Special care must be taken when using satellite SSH measurements near coastlines. An altimeter's ground footprint, or the area over which the SSH anomaly is computed is approximately 7 km. Any footprint that includes both land and sea is contaminated, so all data within about 10 km of the coast cannot be used. Problems due to land contamination extending further out to sea occur when a satellite's track crosses from land to sea (but not the other way around). Several footprints may be affected, so SSH data within 50 km of the coast may be suspect. Also, tidal effects are removed in SSH anomaly products that are used for location of mesoscale features, so the quality of the tide model for the shelf areas of interest may affect this product.

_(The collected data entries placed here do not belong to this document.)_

PR #455, opened 2023-09-25
Add `get_column_plot`

### LINKED ISSUE #443: Add new get_column_plot
### Problem Description

_As a user, sometimes the plot type selected by `get_column_plot` is not the best. I'd like to be able to select the plot type to better visualize my data._

### Expected behavior

- In the `sdmetrics.visualization` module, add a method called `get_column_plot`.
    - If the module/file doesn't exist, create it.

You can learn more about measuring SSH from space at http://sealevel.jpl.nasa.gov

SSH is entirely different from significant wave height, which is a measure of the amplitude of short gravity waves on the sea surface. These gravity waves have wavelengths of only a few meters and time scales of less than a minute. Satellite altimeters can also measure significant wave height, but they use information about the character of the returned signal, rather than travel time, to do so. Some Navy products use the term "sea height" to mean significant wave height; but this could lead to confusion between significant wave height and sea surface height.


Ocean currents are expressed as velocity vectors (often denoted by ), either by giving a speed and direction or by giving two perpendicular components, for example east-west (u) and north-south (v) or along-shore and cross-shore flow.

Other components, such as tangential and perpendicular to a boundary, may also be used so be sure you understand how the velocity is being represented. Speed is commonly expressed in units of cm/s, m/s, or knots. A knot is a nautical mile per hour. 1 kt = 51.44 cm/s. Current directions are generally expressed as the direction towards which the current is flowing, as opposed to winds, which are named by the direction they are coming from. So an easterly current is flowing towards the east, whereas an easterly wind is blowing from the east. To avoid confusion, it is recommended that current directions be expressed unambiguously with the suffix "ward" attached, for example an eastward current flows toward the east and a poleward flows toward the north pole in the northern hemisphere or towards the south pole in the southern hemisphere.

Two different types of velocity fields are used in oceanography, Eulerian and Lagrangian. The first refers to the velocity as it would be measured over time at a number of fixed points in space. Streamlines are lines which at any given time are tangent to the Eulerian velocity. Current meters on a mooring measure the Eulerian velocity for example (see left panel of figure below). The Lagrangian velocity describes the paths that water parcels would follow over time. A perfect water-following drifter (right panel of figure below) would measure the Lagrangian velocity.

Schematic of a moored current array anchored on the ocean bottom. A buoy relays the data to a satellite.

Lagrangian drifter being deployed.

The difference between an Eulerian and a Lagrangian representation is demonstrated by the following figure:

In this figure, the red arrows represent the flow at time to at fixed positions A, B, C, and D. The blue arrows represent the flow at a later time t1 at the same locations. The squiggly line represents a Lagrangian trajectory during the time period from to to t1.